Did Alaska's Dinosaurs Have Cold Feet?
No sooner had I finished writing about Earth's mid-Cretaceous hot spell recently than I got more information relevant to the subject. (The writing took place last week, but your newspaper's editor decides when, if ever, to run the column.) The journal Trends in Ecology and Evolution for January 1991 offers "Polar Dinosaurs and Ancient Climates," by British geologist Michael Benton. The article features Alaska's own giant, but long-gone reptiles.
When dinosaurs lived in Alaska, beginning in the mid-Cretaceous age, Earth's climate was warm into the high latitudes because of the greenhouse effect--volcanic activity had loaded the atmosphere with carbon dioxide: so I said in my column, following the more knowledgeable author Richard Kerr, writing in Science magazine. But I didn't say how warm, chiefly because the Science article didn't tell me.
The "Trends" article gave some probable answers to that question, and in the process told something about life in the Alaskan Cretaceous. Fossils recovered from the North Slope date from the middle and late Cretaceous (up to about 66 million years ago). They've been found bit by bit over the last 30-odd years, but--since that corresponds to middle and late Oil Exploration, so to speak, when secrecy surrounded most North Slope geologic information--the fossils have been described only recently.

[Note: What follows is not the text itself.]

PR #338, opened 2021-10-19
Fulfill diagram update

acenolaza:


wkande (approved):
An improvement on the diagram text to be sure.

Hadrosaurs, duck-billed plant-eating dinosaurs, are the best-known ones. Newspapers have run articles about these one-time denizens of our land, and the University of Alaska Museum houses some of their remains. Ceratopsian dinosaurs--the big horned and frilled herbivores, Triceratops and its kin--have left a few bits and pieces on the slope. Another plant-eating sort, the armorless and bipedal ornithopods, left only a footprint to show they were there.
The herbivores, then as now, were pursued by carnivores. Teeth from big tyrannosaurs and the similar-looking but much smaller troodonts have been found in northern Alaska.
The accompanying plant fossils hint that the resident reptiles had to cope with a real winter. Most of the vegetation was deciduous, plants that shed their leaves and stopped growing in winter. Growth rings in fossil wood also showed that winter was a time of dormancy.
Winter darkness would have stopped plant growth, and geologists estimate the North Slope then lay even further north than it does now, so the winter season would have centered on a nonstop night. But paleoclimatologists have other checks on weather, from sediment-preserved oxygen isotopes to fossil species assemblages. The consensus of these clues is that the Cretaceous-period residents of the North Slope enjoyed a cool-temperate climate, closer to that of present-day Seattle than of Prudhoe Bay.
Scientists aren't in perfect agreement about the clues, of course. Some think they have found Cretaceous-age dropstones, boulders dumped at sea as icebergs melt, which would prove that the polar seas held ice; others doubt the stones' source, but see evidence for snow and mountain glaciers in other rocks. Climate modellers think the mean annual temperature on the North Slope when the dinosaurs roamed was near freezing, but paleobiologists think it was warmer by five to ten degrees Celsius. From the plant evidence, it looks as if the late-Cretaceous winter in northern Alaska lasted some three months, and the lowest mean winter temperatures were about minus 11 degrees Celsius (near 12 above Fahrenheit).
None of those temperature ranges suit reptiles today. Speculating how dinosaurs thrived in such nontropical conditions has led to considerable creative thinking and an occasional exchange of heated comments. Benton's article implies that he favors a scenario in which little animals migrated or hibernated to avoid the chill, but big ones relied on their size. Like giant marine turtles today, the dinosaurs could have been "gigantothermic"--keeping their core temperatures high mainly because of the sheer mass that insulated them from the cool winter air of the Alaskan Cretaceous.